Mutation Testing which could lead to a whole paradigm shift in the way tests are authored to provide a level of exploratory testing.

We have been exploring collaborations with other Salesforce vendor tools. This will help you better understand test coverage for your specific Salesforce implementation and customizations. We can also generate test steps automatically. While this is relatively easy for us, creating reasonable test steps automatically is challenging. Watch this space for some of these features at least six months away.

Finally, we’re keeping a close eye on concepts such as Mutation Testing, which could lead to a paradigm shift in how tests are authored and how they can evolve automatically to provide a level of exploratory testing.

It may seem like science fiction, but so were self-driving cars and having a conversation with a computer just ten years ago.

We don’t consider this to be Artificial Intelligence. We call it common sense to enhance our user’s experience, but if you’re comparing different tools, then OK, call it AI if you insist.

So Are There Any Real AI Test Tools out there?

Some frameworks are beginning to show some accurate self-learning and predictive testing elements. Frameworks that can generate tests for you or identify which changes may be breaking changes vs. cosmetic.

I use the term frameworks deliberately. If you have coded test automation, you may be happy to maintain that code base. There is some impressive technology available that includes a level of machine learning.

Image credit: ca.com, “Artificial intelligence and continuous testing: It’s the next big thing (really).”

Regarding no-code solutions like Provar, I have not seen anything beyond a rules engine. This engine requires you to ‘program’ it. A generic locator algorithm is also available.

Indeed, I’ve seen no other tools that can handle the changeover from user experiences, such as Salesforce Classic to Lightning, with test cases that run seamlessly on both UIs plus keep running without making changes to your test case across multiple releases.
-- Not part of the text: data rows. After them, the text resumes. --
PR #1779, opened 2021-01-28
message-html-view: harden settings, add pinch-to-zoom

r10s:
this pr adds pinch-to-zoom to the message-html-view and hardens the settings.

i've read through the settings at https://developer.android.com/reference/android/webkit/WebView and https://developer.android.com/reference/android/webkit/WebSettings and https://wiki.sei.cmu.edu/confluence/display/android/DRD02-J.+Do+not+allow+WebView+to+access+sensitive+local+resource+through+file+scheme

successor of #1763

### DIFF
--- a/src/org/thoughtcrime/securesms/FullMsgActivity.java
+++ b/src/org/thoughtcrime/securesms/FullMsgActivity.java
@@ -37,6 +37,11 @@ public class FullMsgActivity extends WebViewActivity
     loadRemoteContent = Prefs.getAlwaysLoadRemoteContent(this);
     webView.getSettings().setBlockNetworkLoads(!loadRemoteContent);
 
+    // setBuiltInZoomControls() adds pinch-to-zoom as well as two ugly buttons;
+    // the latter are hidden with setDisplayZoomControls() again.
+    webView.getSettings().setBuiltInZoomControls(true);
+    webView.getSettings().setDisplayZoomControls(false);
+
     getSupportActionBar().setTitle(getString(R.string.chat_input_placeholder));
 
     dcContext = DcHelper.getContext(this);
--- a/src/org/thoughtcrime/securesms/FullMsgActivity.java
+++ b/src/org/thoughtcrime/securesms/FullMsgActivity.java
@@ -3,6 +3,7 @@ package org.thoughtcrime.securesms;
 import android.os.Bundle;
 import android.view.Menu;
 import android.view.MenuItem;
+import android.webkit.WebSettings;
 
 import androidx.appcompat.app.AlertDialog;
 
@@ -37,10 +38,22 @@ public class FullMsgActivity extends WebViewActivity
     loadRemoteContent = Prefs.getAlwaysLoadRemoteContent(this);
     webView.getSettings().setBlockNetworkLoads(!loadRemoteContent);
 
-    // setBuiltInZoomControls() adds pinch-to-zoom as well as two ugly buttons;
-    // the latter are hidden with setDisplayZoomControls() again.
+    // setBuiltInZoomControls() adds pinch-to-zoom as well as two on-screen zoom control buttons.
+    // The latter are a bit annoying, however, they are deprecated anyway,
+    // and also Android docs recommend to disable them with setDisplayZoomControls().
     webView.getSettings().setBuiltInZoomControls(true);
     webView.getSettings().setDisplayZoomControls(false);
+
+    // disable useless and unwanted features:
+    // - JavaScript and Plugins are disabled by default, however,
+    //   doing it explicitly here protects against changed base classes or bugs
+    // - Content- and File-access is enabled by default and disabled here
+    // - the other setAllow*() functions are related to enabled JavaScript only
+    // - "safe browsing" comes with privacy issues and already disabled in the base class
+    webView.getSettings().setJavaScriptEnabled(false);
+    webView.getSettings().setPluginState(WebSettings.PluginState.OFF);
+    webView.getSettings().setAllowContentAccess(false);
+    webView.getSettings().setAllowFileAccess(false);
 
     getSupportActionBar().setTitle(getString(R.string.chat_input_placeholder));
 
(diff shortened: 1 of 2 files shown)


src/org/thoughtcrime/securesms/FullMsgActivity.java
```diff
@@ -37,6 +38,21 @@ protected void onCreate(Bundle state, boolean ready) {
...
 
+    // setBuiltInZoomControls() adds pinch-to-zoom as well as two ugly buttons;
+    // the latter are hidden with setDisplayZoomControls() again.
+    webView.getSettings().setBuiltInZoomControls(true);
+    webView.getSettings().setDisplayZoomControls(false);
+
+    // disable useless and unwanted features:
+    // - JavaScript and Plugins are disabled by default, however,
+    //   doing it explicitly here protects against changed base classes or bugs
+    // - Content- and File-access is enabled by default an disabled here
```
link2xt, line 49: "and disabled"

src/org/thoughtcrime/securesms/FullMsgActivity.java
```diff
@@ -37,6 +38,21 @@ protected void onCreate(Bundle state, boolean ready) {
     loadRemoteContent = Prefs.getAlwaysLoadRemoteContent(this);
     webView.getSettings().setBlockNetworkLoads(!loadRemoteContent);
 
+    // setBuiltInZoomControls() adds pinch-to-zoom as well as two ugly buttons;
+    // the latter are hidden with setDisplayZoomControls() again.
```
link2xt, line 42: maybe note that on-screen zoom controls are also deprecated and recommended to be disabled by API docs

link2xt (approved):
Is it possible to follow the links from the email in the embedded browser? Are we affected by `setSafeBrowsingEnabled`? Is it possible to disable safe browsing globally on non-ungoogled android (this setting is controlled by the user) or should we take care of it? On my phone FAQ opens external browser when I click links, but I'm not sure whether it checks the link *before* opening it or assumes the browser will check it.

src/org/thoughtcrime/securesms/FullMsgActivity.java
Hocuri: :joy:

Hocuri (approved):

src/org/thoughtcrime/securesms/WebViewActivity.java
```diff
@@ -41,15 +41,27 @@ protected void onCreate(Bundle state, boolean ready) {
 
     webView = findViewById(R.id.webview);
     webView.setWebViewClient(new WebViewClient() {
+      // `shouldOverrideUrlLoading()` is called when the user clicks a URL,
+      // returning `true` means, the URL is passed to `loadUrl()`, `false` aborts loading.
+      // the method is not called for POST request nor for on-page-links.
+      //
+      // nb: from API 24, `shouldOverrideUrlLoading(String)` deprecated and
```
Hocuri, line 48: I've seen it multiple times now, and - what does nb mean :) ?

link2xt: https://en.wikipedia.org/wiki/Nota_bene I guess

link2xt, line 48: "*is* deprecated"

r10s:
> Is it possible to follow the links from the email in the embedded browser?

that would be possible, however, as most pages require scripts and loading external content, cookies and more, also login etc. therefore, we pass these links explicitly to the system in `WebViewActivity.shouldOverrideUrlLoading()`. 

however, when checking that code, **i also aborted to load any unknown protocol** in the WebView, see comments in corresponding commit.

> On my phone FAQ opens external browser when I click links, but I'm not sure whether it checks the link before opening it or assumes the browser will check it.

`WebViewActivity.shouldOverrideUrlLoading()` is called before the url is opened in WebView. if we do not call `openOnlineUrl()` and always return `true`, nothing would happen for any link.

src/org/thoughtcrime/securesms/WebViewActivity.java
r10s: thanks a lot <3

r10s: "nota bene", "by the way", draw attention to the reader to sth. else, https://en.wikipedia.org/wiki/Nota_bene

r10s:
> Are we affected by setSafeBrowsingEnabled?

imu, "safe browsing" is enabled by the WebView by default on system that support it. not sure if google-free androids do support that at all, https://developer.android.com/reference/android/webkit/WebSettings#setSafeBrowsingEnabled(boolean)

calling the api explictily would have a higher precedence, however, if it was disabled by the user somehow, maybe we should just respect that. might be that safe-browsing has privacy-issues (or at least some user think that is true)

link2xt:
> calling the api explictily would have a higher precedence, however, if it was disabled by the user somehow, maybe we should just respect that. might be that safe-browsing has privacy-issues (or at least some user think that is true)

What I propose is to disable it to avoid external HTTP requests. We have no use for it as we only show local content and open the browser for all URLs, so if it decides to check any URL, it does nothing good.

src/org/thoughtcrime/securesms/WebViewActivity.java
Hocuri: Thanks :)

src/org/thoughtcrime/securesms/WebViewActivity.java
```diff
@@ -65,6 +66,14 @@ public boolean shouldOverrideUrlLoading(WebView view, String url) {
       }
     });
     webView.setFindListener(this);
+
+    // disable "save browsing" as this has privacy issues,
```
link2xt, line 70: save->safe

src/org/thoughtcrime/securesms/WebViewActivity.java
```diff
@@ -65,6 +66,14 @@ public boolean shouldOverrideUrlLoading(WebView view, String url) {
...
+    // eg. at least false positives are sent to the "Safe Browsing Lookup API".
+    // as all URLs opened in the WebView are local anyway,
+    // "save browsing" will never be able to report issues anyway, so it can be disabled.
```
link2xt, line 73: "save" -> "safe"

link2xt (approved):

At Provar, we always made it our mission to help Salesforce customers create and maintain robust test cases for their UI and API tests. We accomplished this in the following ways:

  • We leverage the Salesforce metadata to identify screen elements and field values automatically.
  • Automatically recognize the page you want to test and automatically build all the required navigation steps.
  • We leverage the Salesforce API to interact directly with the underlying data model.
  • You are suggesting alternate locators and allowing you to override our recommendations.
  • It can build reusable test cases across Salesforce UIs such as Classic, Lightning, Mobile, and Communities.
  • Continuous improvement to keep synch with the latest Salesforce, Selenium Webdriver, and multiple browser vendors.
  • We provide in-built Provar APIs and a custom API to extend capabilities beyond Salesforce to perform meaningful end-to-end test cases.

What tools like Provar have delivered, and continue to deliver, is Artificial intelligence in Test Automation and robust test scripts integrated into an enterprise’s Continuous Integration and Continuous Delivery processes. It’s natural, has rapid ROI, and it’s relatively easy to achieve. It’s intelligent, but there’s nothing artificial about it!